Feature selection and learning curves¶

As mentioned above, one problem with our current model is over-fitting. To further understand and minimize the effect of over-fitting, it is often necessary to construct learning curves and perform feature selection to obtain a reduced feature set which most accurately describes your data. To do this, we are going to add two additional sections to our input file.
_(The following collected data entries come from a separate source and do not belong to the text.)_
PR #2226, opened 2017-05-11
Report: add stub for NodeDetails renderer

paulirish:
yesterday, I rolled to devtools with some LH changes that aren't yet in master here (they're in #2206)

as a result, i broke `compile-devtools`. :)
https://travis-ci.org/GoogleChrome/lighthouse/jobs/231226842#L661

This adds a stub that restores compilation while 2206 gets sorted.

### DIFF
--- a/lighthouse-core/report/v2/renderer/details-renderer.js
+++ b/lighthouse-core/report/v2/renderer/details-renderer.js
@@ -44,6 +44,8 @@ class DetailsRenderer {
         return this._renderTable(/** @type {!DetailsRenderer.TableDetailsJSON} */ (details));
       case 'code':
         return this._renderCode(details);
+      case 'node':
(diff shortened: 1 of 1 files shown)


lighthouse-core/report/v2/renderer/details-renderer.js
```diff
@@ -144,6 +146,15 @@ class DetailsRenderer {
   }
 
   /**
+   * @param {!DetailsRenderer.NodeDetailsJSON} item
+   * @return {!Element}
+   * @protected
+   */
+  renderNode(item) {
```
patrickhulce: still gonna change this name though right? ;)

paulirish: ya ill change to `renderDomNode` later on

paulirish:
travis is good: https://travis-ci.org/GoogleChrome/lighthouse/jobs/231235163#L612

PR #2228, opened 2017-05-11
refactor: prepare for TTI removal

patrickhulce:
this moves the metrics currently referenced by pwmetric-events into other audits so that TTI can be easily removed

there's getting to be a lot of churn on those test fixtures which will need to happen again when TTI is removed, @paulirish thoughts on how lenient you're willing to be in those tests to avoid this?


lighthouse-core/audits/speed-index-metric.js
```diff
@@ -62,6 +62,13 @@ class SpeedIndexMetric extends Audit {
         throw new Error('Error in Speedline calculating Speed Index (speedIndex of 0).');
       }
 
+      let visuallyReadyInMs = undefined;
+      speedline.frames.forEach(frame => {
+        if (frame.getPerceptualProgress() >= 85 && typeof visuallyReadyInMs === 'undefined') {
```
brendankenny: just use a for loop with a conditional instead of this? :)

lighthouse-core/audits/first-meaningful-paint.js
```diff
@@ -84,35 +80,40 @@ class FirstMeaningfulPaint extends Audit {
...
-    };
-
+  static calculateScore(traceOfTab) {
     // Expose the raw, unchanged monotonic timestamps from the trace, along with timing durations
     const extendedInfo = {
       timestamps: {
-        navStart: getTs(evts.navigationStart),
-        fCP: getTs(evts.firstContentfulPaint),
-        fMP: getTs(evts.firstMeaningfulPaint)
+        navStart: traceOfTab.timestamps.navigationStart * 1000,
```
brendankenny: lol timestamps and units

PR #2218, opened 2017-05-10
Adds Critical Request Chain details renderer

ebidel:
screen shot 2017-05-10 at 3 08 44 pm

This one was a real pain :) Handlebars -> real code. Ugh. FWIW, I did not attempt rewrite Paul's tree code, so please keep bikeshedding to a minimum. The helpers come from handelbars-helpers, but I've renamed them slightly.

Other things this PR does:
- Moves the url-shim's 'getDisplayName` into `Util.getDisplayName` so we can use it in report renderers.
- Pipes `_templateContext` into the details-renderer so we can use templates in that file.

@brendankenny is going to finish off the closure errors.

---
This change is [Reviewable](https://reviewable.io/reviews/googlechrome/lighthouse/2218)

PR #2233, opened 2017-05-12
Fix: Catch all images as non-critical

### LINKED ISSUE #2219: Critical req chains: ignore image/* mimeType
Sites like http://veerle.duoh.com/ issue requests for images. Especially with favicons the devtools side doesn't identify them as `CategoryType === Image`.

See the screenshot in https://github.com/GoogleChrome/lighthouse/pull/2218 as evidence that this is still a problem. :)

So [over in isCritical](https://github.com/GoogleChrome/lighthouse/blob/3f22558aca0285b8b05585d4e1fa2597ef318ae1/lighthouse-core/gather/computed/critical-request-chains.js#L29-L55), we should exclude all requests that were sent with contentType `image/*`

@stramel wanna take this?

stramel:
Fixes #2219 Sorry it took so long!

Hope this helps :grimacing:

### DIFF
--- a/lighthouse-core/gather/computed/critical-request-chains.js
+++ b/lighthouse-core/gather/computed/critical-request-chains.js
@@ -37,17 +37,13 @@ class CriticalRequestChains extends ComputedArtifact {
 
     // XHRs are fetched at High priority, but we exclude them, as they are unlikely to be critical
     // Images are also non-critical.
+    // Treat any images missed by category, primarily favicons, as non-critical resources
     const nonCriticalResourceTypes = [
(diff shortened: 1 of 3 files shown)


stramel:
For some reason, it keeps discarding my updates to my original description.

Ran a quick test against http://veerle.duoh.com/ with @ebidel's changes to visualize the request chain and you can compare it against #2218. All favicons have been removed.

image

paulirish:
Yup. This LGTM.

thx!

stramel:
You're welcome!

PR #2234, opened 2017-05-12
Switch to containerized Trusty

### LINKED ISSUE #2224: Use container-based infrastructure on Travis
Hey,

I'm just sharing my experience on the subject because I had a hard time making things work on Travis for Speed Racer. I basically took a lot of inspiration on what you do (thanks for that btw).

The first section is related to feature selection. Here, we will use the SequentialFeatureSelector algorithm, which performs forward selection of features. We will select a total of 20 features, and use a KernelRidge model to evaluate the selected features. Here, we ahve denoted our estimator as “KernelRidge_select”. The models used in feature selection and learning curves are removed from the model queue, because in general one may want to use a different model for this step of the analysis than what will ultimately be used for fitting. Therefore, we need to also amend our models list to have this new KernelRidge_select model, as shown below.

Example:

[FeatureSelection]
    [[SequentialFeatureSelector]]
        estimator = KernelRidge_select
        k_features = 20

[Models]
    [[KernelRidge]]
        kernel = rbf
        alpha = 1
        gamma = 1
    [[KernelRidge_select]]
        kernel = rbf
        alpha = 1
        gamma = 1

The second section we will add is to plot learning curves. There are two types of learning curves MAST-ML can make: a data learning curve and feature learning curve. The former is a plot of the metric of interest versus the amount of training data used in the fits. The latter is a plot of the metric of interest versus the number of features comprising the X feature matrix. In the example LearningCurve input file section shown below, we are going to use a KernelRidge model, a random k-fold cross-validation and the root_mean_square_error to evaluate our learning curves. We will also use a maximum of 20 features, and use the SelectKBest algorithm to assess the choice of features.

Example:

[LearningCurve]
    estimator = KernelRidge_learn
    cv = RepeatedKFold_learn
    scoring = root_mean_squared_error
    n_features_to_select = 20
    selector_name = SelectKBest

As with the above example of FeatureSelection, we need to add the KernelRidge_learn and RepeatedKFold_learn entries to the Models and DataSplits sections of our input file, respectively. At this point in the tutorial, the complete input file should look like this:

Example:

[GeneralSetup]
    input_features = Auto
    input_target = Reduced barrier (eV)
    randomizer = False
    metrics = Auto
    input_other = Host element, Solute element, predict_Pt

[DataCleaning]
    cleaning_method = imputation
    imputation_strategy = mean

[FeatureGeneration]
    [[Magpie]]
        composition_feature = Solute element

[FeatureNormalization]
    [[StandardScaler]]

[FeatureSelection]
    [[SequentialFeatureSelector]]
        estimator = KernelRidge_select
        k_features = 20

[LearningCurve]
    estimator = KernelRidge_learn
    cv = RepeatedKFold_learn
    scoring = root_mean_squared_error
    n_features_to_select = 20
    selector_name = SelectKBest

[Models]
    [[KernelRidge]]
        kernel = rbf
        alpha = 1
        gamma = 1
    [[KernelRidge_select]]
        kernel = rbf
        alpha = 1
        gamma = 1
    [[KernelRidge_learn]]
        kernel = rbf
        alpha = 1
        gamma = 1

[DataSplits]
    [[NoSplit]]
    [[RepeatedKFold]]
        n_splits = 5
        n_repeats = 2
    [[RepeatedKFold_learn]]
        n_splits = 5
        n_repeats = 2

Let’s take a look at the same full fit and RepeatedKFold random cross-validation tests for this run:

Full-fit:

Random leave out cross-validation:

What we can see is, now that we down-selected features from more than 300 features in the previous run to just 20 here, that the fits have noticeably improved and the problem of over-fitting has been minimized. Below, we can look at the plotted learning curves

Data learning curve:

Feature learning curve:

We can clearly see that, as expected, having more training data will result in better test scores, and adding more features (up to a certain point) will also result in better fits. Based on these learning curves, one may be able to argue that additional features should could be used to further lower the error.